Segment Start: Records provided
PR #541, opened 2016-10-06
MAINT: Fix examples

ElDeveloper:
Since we added the SVGRenderer as a dependency the main config broke,
this should fix it.


mortonjt:
👍 once the tests pass

mortonjt:
Although, I'm noticing that there is the big Emperor logo in the middle of the screen when I open this up in the notebook ...  Should we raise an issue for this?

mortonjt:
screen shot 2016-10-05 at 6 36 41 pm

ElDeveloper:
Thanks for the screenshot, that's super strange. I had never seen that, can you try loading the same plot in another tab?

mortonjt:
Found the problem on my end - it was pulling from an old version.

👍 @antgonza want to double check?

ElDeveloper:
thanks 👏

PR #543, opened 2016-10-13
New api biplot

mortonjt:
Here's some code for implementing biplots.

Marked a TODO: flag around parts that I don't how to implement.

Not sure what is going with the indentation - sorry!


ElDeveloper:
@mortonjt, at long last I've been able to look over it, ⏳! Thanks for your patience.

I think this is a great start! Have you had a chance to test try this out? If I recall correctly, I believe you had mentioned that it would be fine to display the feature data as spheres, is this still correct? If so, I think this should just work 😱! 

As for the tabs, we will need to clean these up. In general, in JavaScript, we want to have everything indented by two spaces.

mortonjt:
I haven't tested this out -- there is a still big chunk missing concerning the metadata handling for the features.  And I am not comfortable enough with the codebase to implement this part.

I will not have time to work on this in the foreseeable future.  If someone else wants to take the lead on this - they are more than welcome.

Issue #420, opened 2015-09-01
Unable to deselect categories on visibility tab


ajsarmstrong:
I am trying to deselect the last few samples on the visibility tab. When I scroll down to the end and click one of the boxes the window is scrolled up ~5 samples and the box I was trying to uncheck remains checked.

ElDeveloper:
Thanks for the bug report @ajsarmstrong, I was able to reproduce this problem (others, see the attached animated gif) in Chrome but not in Safari, I'll look into this as soon as possible. For the time being, it seems that this is not a problem with Safari nor with Firefox. @ajsarmstrong if you can I would suggest using a different browser for the time being, not sure what changed recently in Chrome.

![bug-report](https://cloud.githubusercontent.com/assets/375307/9642006/9e49db36-516e-11e5-9c68-db1672a1d1e0.gif)

ajsarmstrong:
@ElDeveloper thanks for looking into this. A browser change is a pretty easy work around.

gregcaporaso:
I ran to this as well today while trying to help @pandan74. The Firefox work-around works for him, but just wanted to tag him on this so he can get notifications about fixes. Thanks for working on it!

PR #545, opened 2016-10-23
Fixes styling problems

ElDeveloper:
Fixes a problem with the tables not showing properly (see #420). It additionally fixes other problems we've had with the sidebar. If all goes well, things should look just fine in Chrome/Safari/Firefox.

-------

Note this is a pull against master, not new-api.


mortonjt:
I think this is good to merge.

ElDeveloper:
Thanks both!

PR #546, opened 2016-10-27
Miscellaneous animation fixes

ElDeveloper:
- Fix problem with speed slider.
- Change default radius for animation tubes.
- Cherry pick changes from #514 to get JavaScript tests to run.


antgonza:
👍 , BTW when are we going to have McHelper back?

ElDeveloper:
Thanks for reviewing, if this looks good would you mind merging?
McHelper will be a bit hard to resuscitate, since we moved the system
and we have a different default branch. I just tried to fix the problems
right now, and am also having permissions problems, so if that's OK with
you let's leave that for later.

ElDeveloper:
Thanks @antgonza 👏 !!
Segment End: Records provided
How to complete this task: Restate the listing word for word, but only from its first line through the line with "I think this is a", keeping both end lines.

Reply to the exercise:
PR #541, opened 2016-10-06
MAINT: Fix examples

ElDeveloper:
Since we added the SVGRenderer as a dependency the main config broke,
this should fix it.


mortonjt:
👍 once the tests pass

mortonjt:
Although, I'm noticing that there is the big Emperor logo in the middle of the screen when I open this up in the notebook ...  Should we raise an issue for this?

mortonjt:
screen shot 2016-10-05 at 6 36 41 pm

ElDeveloper:
Thanks for the screenshot, that's super strange. I had never seen that, can you try loading the same plot in another tab?

mortonjt:
Found the problem on my end - it was pulling from an old version.

👍 @antgonza want to double check?

ElDeveloper:
thanks 👏

PR #543, opened 2016-10-13
New api biplot

mortonjt:
Here's some code for implementing biplots.

Marked a TODO: flag around parts that I don't how to implement.

Not sure what is going with the indentation - sorry!


ElDeveloper:
@mortonjt, at long last I've been able to look over it, ⏳! Thanks for your patience.

I think this is a great start! Have you had a chance to test try this out? If I recall correctly, I believe you had mentioned that it would be fine to display the feature data as spheres, is this still correct? If so, I think this should just work 😱! 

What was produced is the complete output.